4. She also alleged that as Vishwa Nath Pd. was interfering with her possession and wanted to damage the trees standing on the plot in dispute, she filed suit No. 45 of 1959 in the court of Munsif Bansi, claiming a declaration about her title. That suit was decreed on 24-11-1959, but in appeal, the decree passed by the Munsif was set aside and a second appeal against the appellate court's decree was admitted, but, as provided in the U. P. Consolidation of Holdings Act the suit as well as the second appeal have abated.

5. The application filed by Smt. Baboona was contested by Vishwa Nath Pd. who asserted that the decree as also the sale of property in execution thereof were quite valid. The plot exclusively belonged to him and the objection filed by Smt. Baboona deserves to be rejected.

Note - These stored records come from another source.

PR #24782, opened 2024-11-15
[PoC] Identity ES/OS Group index data restructuring

koevskinikola:
## Description

A small PoC for an ES/OS data restructuring for the Identity Group index.

The goal is to introduce a join-relation in the Group index so that entity keys can be stored in the same index without nesting.

The PoC introduces the following:
- An `EntityJoinRelation` class (defines a 1:N join relationship) which contains the following properties:
  - `name` (String) - specifies if the entry is a parent/owner (1), or a child (N)
  - `parent` (Long) - if the entry is a child (N), specifies the parent/owner ID 
- An `IdentityJoinRelationshipType` enum. It specifies all the possible roles for the join relation. The enum can be expanded to support `role` and `tenant`:
  - `group`
  - `member`
- The `GroupEntity` is expanded to include a `join` property
- The existing Group handlers are adjusted to define the join-relation role of the entry they are adding to ES/OS
- An IT test for the new `GroupEntityRemovedHandler` is added.
   - Note: I'm facing some issues with the IT tests when a group keys need to be re-used for different handlers.
 
## Checklist

- [ ] for CI changes:

## Related issues

closes #

### DIFF
--- a/webapps-schema/src/main/java/io/camunda/webapps/schema/entities/usermanagement/EntityJoinRelation.java
+++ b/webapps-schema/src/main/java/io/camunda/webapps/schema/entities/usermanagement/EntityJoinRelation.java
@@ -30,6 +30,25 @@ public class EntityJoinRelation {
     return this;
   }
 
+  public static class EntityJoinRelationFactory {
+
+    private IdentityJoinRelationshipType parent;
+    private IdentityJoinRelationshipType child;
+
+    public EntityJoinRelationFactory(final IdentityJoinRelationshipType parent, final IdentityJoinRelationshipType child) {
+      this.parent = parent;
+      this.child = child;
+    }
+
+    public EntityJoinRelation createParent() {
+      return new EntityJoinRelation().setName(parent.getType());
+    }
+
+    public EntityJoinRelation createChild(final long parentKey) {
+      return new EntityJoinRelation().setName(child.getType()).setParent(parentKey);
+    }
+  }
+
   public enum IdentityJoinRelationshipType {
     GROUP("group"),
     MEMBER("member");
--- a/webapps-schema/src/main/java/io/camunda/webapps/schema/entities/usermanagement/EntityJoinRelation.java
+++ b/webapps-schema/src/main/java/io/camunda/webapps/schema/entities/usermanagement/EntityJoinRelation.java
@@ -1,0 +1,47 @@
+/*
+ * Copyright Camunda Services GmbH and/or licensed to Camunda Services GmbH under
+ * one or more contributor license agreements. See the NOTICE file distributed
+ * with this work for additional information regarding copyright ownership.
+ * Licensed under the Camunda License 1.0. You may not use this file
+ * except in compliance with the Camunda License 1.0.
+ */
+package io.camunda.webapps.schema.entities.usermanagement;
+
+public class EntityJoinRelation {
+
+  private String name;
+  private Long parent;
+
+  public String getName() {
+    return name;
+  }
+
+  public EntityJoinRelation setName(final String name) {
+    this.name = name;
+    return this;
+  }
+
+  public Long getParent() {
+    return parent;
+  }
+
+  public EntityJoinRelation setParent(final Long parent) {
+    this.parent = parent;
+    return this;
+  }
+
+  public enum IdentityJoinRelationshipType {
+    GROUP("group"),
+    MEMBER("member");
+
+    private final String type;
+
+    IdentityJoinRelationshipType(final String type) {
+      this.type = type;
+    }
+
+    public String getType() {
+      return type;
+    }
+  }
+}
--- a/webapps-schema/src/main/resources/schema/elasticsearch/create/index/identity-groups.json
+++ b/webapps-schema/src/main/resources/schema/elasticsearch/create/index/identity-groups.json
@@ -11,8 +11,14 @@
       "name": {
         "type": "keyword"
       },
-      "assignedMemberKeys": {
+      "memberKey": {
         "type": "long"
+      },
+      "join": {
+        "type": "join",
+        "relations": {
+          "group": "member"
+        }
       }
     }
   }
--- a/zeebe/exporters/camunda-exporter/src/main/java/io/camunda/exporter/handlers/GroupEntityAddedHandler.java
+++ b/zeebe/exporters/camunda-exporter/src/main/java/io/camunda/exporter/handlers/GroupEntityAddedHandler.java
@@ -9,8 +9,7 @@ package io.camunda.exporter.handlers;
 
 import io.camunda.exporter.exceptions.PersistenceException;
 import io.camunda.exporter.store.BatchRequest;
-import io.camunda.webapps.schema.entities.usermanagement.EntityJoinRelation;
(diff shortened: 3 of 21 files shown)


webapps-schema/src/main/resources/schema/elasticsearch/create/index/identity-groups.json
```diff
@@ -11,8 +11,14 @@
       "name": {
         "type": "keyword"
       },
-      "assignedMemberKeys": {
+      "entityKey": {
```
emulbreh, line 14:
```suggestion
      "memberKey": {
```
That would make it a bit clearer that it's a property of the child.

zeebe/exporters/camunda-exporter/src/main/java/io/camunda/exporter/handlers/GroupEntityAddedHandler.java
```diff
@@ -66,24 +55,17 @@ public GroupEntity createNewEntity(final String id) {
...
   @Override
   public void flush(final GroupEntity entity, final BatchRequest batchRequest)
       throws PersistenceException {
-
-    batchRequest.updateWithScript(
-        indexName,
-        entity.getId(),
-        SCRIPT_ADD_ENTITY,
-        Map.of("addKeys", entity.getAssignedMemberKeys()));
+    batchRequest.add(indexName, entity);
```
emulbreh, line 68:
```suggestion
    batchRequest.addWithRouting(indexName, entity, Long.toString(entity.getJoin().getParent());
```
According to [the docs](https://www.elastic.co/guide/en/elasticsearch/reference/current/parent-join.html#:~:text=It%20is%20required%20to%20index%20the%20lineage%20of%20a%20parent%20in%20the%20same%20shard%20so%20you%20must%20always%20route%20child%20documents%20using%20their%20greater%20parent%20id.). We need the same change in GroupEntityRemovedHandler.

webapps-schema/src/main/java/io/camunda/webapps/schema/entities/usermanagement/EntityJoinRelation.java
```diff
@@ -0,0 +1,47 @@
...
+  }
+
+  public EntityJoinRelation setParent(final Long parent) {
+    this.parent = parent;
+    return this;
+  }
+
+  public enum IdentityJoinRelationshipType {
+    GROUP("group"),
+    MEMBER("member");
```
emulbreh, line 35: I think it'd be nice to move this so that we don't need to pack all types into one global enum.
For example, we could make it a nested enum in GroupIndex and either reference entries by name or parametrize EntityJoinRelation:
```java
class GroupIndex {
  …
  enum JoinName {
    GROUP,
    MEMBER
  }
  …
}

class EntityJoinRelation<E extends Enum<E>> {
  E getName() {…}
}
```
Another option (and I think I like this best) would be a factory for EntityJoinRelation and no enum at all:
```java
class GroupIndex {
  …
  public static final joinRelationFactory = new EntityJoinRelationFactory("group", "member");
  …
}

// and then:
EntityJoinRelation r = GroupIndex.joinRelationFactory.createParent();
EntityJoinRelation r = GroupIndex.joinRelationFactory.createChild(parentId);
```

zeebe/exporters/camunda-exporter/src/main/java/io/camunda/exporter/handlers/GroupEntityRemovedHandler.java
```diff
@@ -0,0 +1,77 @@
...
+        new EntityJoinRelation()
+            .setName(IdentityJoinRelationshipType.MEMBER.getType())
+            .setParent(value.getGroupKey());
+    entity.setEntityKey(value.getEntityKey()).setJoin(joinRelation);
+  }
+
+  @Override
+  public void flush(final GroupEntity entity, final BatchRequest batchRequest)
+      throws PersistenceException {
+    batchRequest.delete(indexName, entity.getId());
```
emulbreh, line 70:
```suggestion
    batchRequest.deleteWithRouting(indexName, entity.getId());
```
We don't have that method yet, but it looks like it's easy to add.

zeebe/exporters/camunda-exporter/src/main/java/io/camunda/exporter/handlers/GroupEntityAddedHandler.java
```diff
@@ -55,7 +44,7 @@ public boolean handlesRecord(final Record<GroupRecordValue> record) {
 
   @Override
   public List<String> generateIds(final Record<GroupRecordValue> record) {
-    return List.of(String.valueOf(record.getKey()));
+    return List.of(String.valueOf(record.getValue().getEntityKey()));
```
emulbreh, line 47: Is this correct? The member key (e.g. a user key) can't be the id of the member document because it can be a related to multiple groups.

koevskinikola: That's an excellent point, we'll need a new unique value. I wonder if concatenating the group and entity keys into a single "child" key is acceptable.

webapps-schema/src/main/java/io/camunda/webapps/schema/entities/usermanagement/EntityJoinRelation.java
koevskinikola: @emulbreh with the current approach we can just expand the enum with `ROLE` and `TENANT` values and reuse the class in the Role- and Tenant-related handlers as well. 

❓ Why is it a problem to pack multiple values in a single enum?

emulbreh: > Why is it a problem to pack multiple values in a single enum?

It doesn't help to ensure that the right enum values are used for an index. 
We could leave it untyped and just work with the name strings, but then I'd remove the enum entirely and just keep constants in the handler or index descriptor.

zeebe/exporters/camunda-exporter/src/main/java/io/camunda/exporter/handlers/GroupEntityAddedHandler.java
emulbreh: How do we generate the key of a new group?

koevskinikola: We don't generate it in the exporter, we use the same key that is generated by Zeebe when the group is created. I think making a composite key, i.e. `groupKey-entityKey` would work here. We already do something similar [here](https://github.com/camunda/camunda/blob/78cb2c5deab1507b9dab8c5a5dbbafa81bd89a4a/webapps-schema/src/main/java/io/camunda/webapps/schema/entities/operate/listview/VariableForListViewEntity.java#L26-L28).

koevskinikola:
Closing this PoC PR in favor of a proper feature PR: https://github.com/camunda/camunda/pull/25303

@emulbreh please continue your review on the feature PR I linked in this comment.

6. The Consolidation Officer found that in the basic year, the plot in dispute stood recorded as tenancy grove of three brothers, Har Pd., Mahadeo Pd. and Ganesh Pd., and that all three of them were the grove holders thereof and that nothing had been brought out to show that Mahadeo Pd. had relinquished his interest in the plot. According to the pedigree, Mahadeo Pd. and Har Pd. had 1/4th share each in the plot and that Smt. Boboona could, in no case claim more than 1/4th share therein. He observed, that even though it was, under Section 7 of the U. P. Zamindari Abolition & Land Reforms Act, open to the Zamindar to obtain a decree for arrears of rent, but then the decree obtained by him could not be executed under Section 251 of the U. P. Tenancy Act, by sale of the plot which was a grove. Consequently, the auction sale did not affect the rights either of the judgment-debtor or that of Smt. Baboona. In the result, he directed that the entry in village papers be corrected and Smt. Baboona and Vishwa Nath Pd. be shown as bhumidar of the plot with 1/4th and 3/4th shares respectively.

7. Being aggrieved, both Smt. Baboona and Sri Vishwa Nath Pd. filed appeals under Section 11 (1) of U. P. Consolidation of Holdings Act before the Settlement Officer (Consolidation). The Settlement Officer held that as under Section 7 of the U. P.Z.A. & L.R. Act no decree for arrears of rent could be executed by ejectment of the judgment-debtor from his holdings, the Tahsildar had no jurisdiction to sell the property in dispute and to eject Har Pd. and others therefrom, in execution of the decree under Section 251 of the U. P. Tenancy Act. He therefore, concluded that the title of Har Pd. and others was not affected by the auction sale and as no one had come forward to claim the interest of Ganesh Pd. and Mahadeo Pd. Smt. Baboona had, after the death of Har Pd., succeeded to the entire interst in the grove and had become bhumidhar thereof. In the result, he allowed the appeal filed by Smt. Baboona and dismissed that filed by Vishwa Nath Pd. and directed that the name of Smt. Baboona be recorded as bhumidhar over the entire plot.

8. Vishwa Nath Pd. filed two revision applications before the Dy. Director of Consolidation, who upheld the decision of the Settlement Officer and dismissed both the revision applications. Vishwa Nath Pd. has now approached this Court for relief under Article 226 of the Constitution.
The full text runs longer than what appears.